**WHAT THE TASK ASKS:**
Every line of the records that holds the word "fail" should be copied.

**Saved entries:**
◇ ◇ ◇ ◇
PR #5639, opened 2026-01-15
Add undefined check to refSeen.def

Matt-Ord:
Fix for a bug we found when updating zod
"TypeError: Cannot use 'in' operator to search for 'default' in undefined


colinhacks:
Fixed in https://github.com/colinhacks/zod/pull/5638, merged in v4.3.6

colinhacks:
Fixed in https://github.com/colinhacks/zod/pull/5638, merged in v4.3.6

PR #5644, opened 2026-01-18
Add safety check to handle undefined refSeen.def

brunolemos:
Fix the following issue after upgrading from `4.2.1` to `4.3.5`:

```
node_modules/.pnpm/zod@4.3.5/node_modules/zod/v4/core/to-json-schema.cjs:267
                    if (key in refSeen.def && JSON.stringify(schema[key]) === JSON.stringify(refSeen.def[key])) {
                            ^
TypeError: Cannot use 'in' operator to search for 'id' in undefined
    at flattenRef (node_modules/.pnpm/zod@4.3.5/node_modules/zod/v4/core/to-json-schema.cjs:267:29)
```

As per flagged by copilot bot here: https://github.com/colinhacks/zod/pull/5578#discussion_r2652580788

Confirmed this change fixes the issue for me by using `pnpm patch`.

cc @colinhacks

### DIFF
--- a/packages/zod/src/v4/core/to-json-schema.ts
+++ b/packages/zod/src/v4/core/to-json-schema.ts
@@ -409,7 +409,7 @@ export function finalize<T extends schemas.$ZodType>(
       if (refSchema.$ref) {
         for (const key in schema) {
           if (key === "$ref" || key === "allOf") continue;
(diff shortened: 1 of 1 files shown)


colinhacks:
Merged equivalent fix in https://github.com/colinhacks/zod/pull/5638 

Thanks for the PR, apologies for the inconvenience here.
◇ ◇ ◇ ◇
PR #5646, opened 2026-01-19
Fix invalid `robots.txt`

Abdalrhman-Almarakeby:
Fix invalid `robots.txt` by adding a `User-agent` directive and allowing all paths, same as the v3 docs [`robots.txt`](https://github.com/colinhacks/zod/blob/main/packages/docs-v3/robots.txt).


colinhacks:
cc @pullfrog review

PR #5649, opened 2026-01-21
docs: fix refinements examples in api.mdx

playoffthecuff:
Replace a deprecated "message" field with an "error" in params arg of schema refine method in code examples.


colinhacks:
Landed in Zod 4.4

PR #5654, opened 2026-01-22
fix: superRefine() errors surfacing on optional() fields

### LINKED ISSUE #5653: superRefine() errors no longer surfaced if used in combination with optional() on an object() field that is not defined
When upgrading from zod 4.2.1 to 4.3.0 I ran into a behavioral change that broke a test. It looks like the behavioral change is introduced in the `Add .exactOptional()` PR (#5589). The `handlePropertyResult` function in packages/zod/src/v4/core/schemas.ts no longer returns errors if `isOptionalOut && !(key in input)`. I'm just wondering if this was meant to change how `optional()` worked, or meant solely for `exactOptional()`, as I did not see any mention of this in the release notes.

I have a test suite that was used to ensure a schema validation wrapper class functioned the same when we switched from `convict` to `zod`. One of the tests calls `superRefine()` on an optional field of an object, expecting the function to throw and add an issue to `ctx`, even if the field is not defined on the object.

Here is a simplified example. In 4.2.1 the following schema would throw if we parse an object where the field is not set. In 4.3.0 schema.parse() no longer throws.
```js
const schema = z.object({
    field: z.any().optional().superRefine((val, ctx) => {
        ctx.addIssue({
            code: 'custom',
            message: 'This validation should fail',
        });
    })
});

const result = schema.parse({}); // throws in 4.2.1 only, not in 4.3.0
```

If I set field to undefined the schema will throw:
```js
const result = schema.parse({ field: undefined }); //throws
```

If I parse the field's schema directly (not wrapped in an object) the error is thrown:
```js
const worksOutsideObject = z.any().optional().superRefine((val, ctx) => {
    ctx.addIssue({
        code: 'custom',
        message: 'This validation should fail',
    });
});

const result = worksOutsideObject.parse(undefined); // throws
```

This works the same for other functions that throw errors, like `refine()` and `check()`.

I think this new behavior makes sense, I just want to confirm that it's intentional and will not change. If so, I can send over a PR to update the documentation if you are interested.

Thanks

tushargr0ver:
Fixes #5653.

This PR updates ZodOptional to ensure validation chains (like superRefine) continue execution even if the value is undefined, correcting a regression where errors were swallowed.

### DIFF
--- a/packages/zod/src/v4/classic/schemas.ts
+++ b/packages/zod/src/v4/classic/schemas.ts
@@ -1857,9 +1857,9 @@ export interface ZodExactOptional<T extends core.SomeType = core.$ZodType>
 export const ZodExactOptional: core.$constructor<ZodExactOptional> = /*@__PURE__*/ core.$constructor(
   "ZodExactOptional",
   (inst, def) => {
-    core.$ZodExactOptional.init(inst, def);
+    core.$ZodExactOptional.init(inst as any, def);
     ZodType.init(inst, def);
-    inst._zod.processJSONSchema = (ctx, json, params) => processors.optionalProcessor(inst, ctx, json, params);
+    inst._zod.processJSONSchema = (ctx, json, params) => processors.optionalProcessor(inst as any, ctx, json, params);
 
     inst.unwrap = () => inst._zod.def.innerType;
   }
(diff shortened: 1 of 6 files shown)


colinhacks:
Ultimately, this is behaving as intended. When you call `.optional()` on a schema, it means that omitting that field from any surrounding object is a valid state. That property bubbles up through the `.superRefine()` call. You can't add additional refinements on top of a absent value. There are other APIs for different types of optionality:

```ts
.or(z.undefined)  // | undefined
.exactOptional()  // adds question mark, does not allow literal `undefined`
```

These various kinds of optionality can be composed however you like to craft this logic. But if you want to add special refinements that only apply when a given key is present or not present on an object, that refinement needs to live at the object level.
◇ ◇ ◇ ◇
**WRITTEN RESPONSE:**
            message: 'This validation should fail',
        message: 'This validation should fail',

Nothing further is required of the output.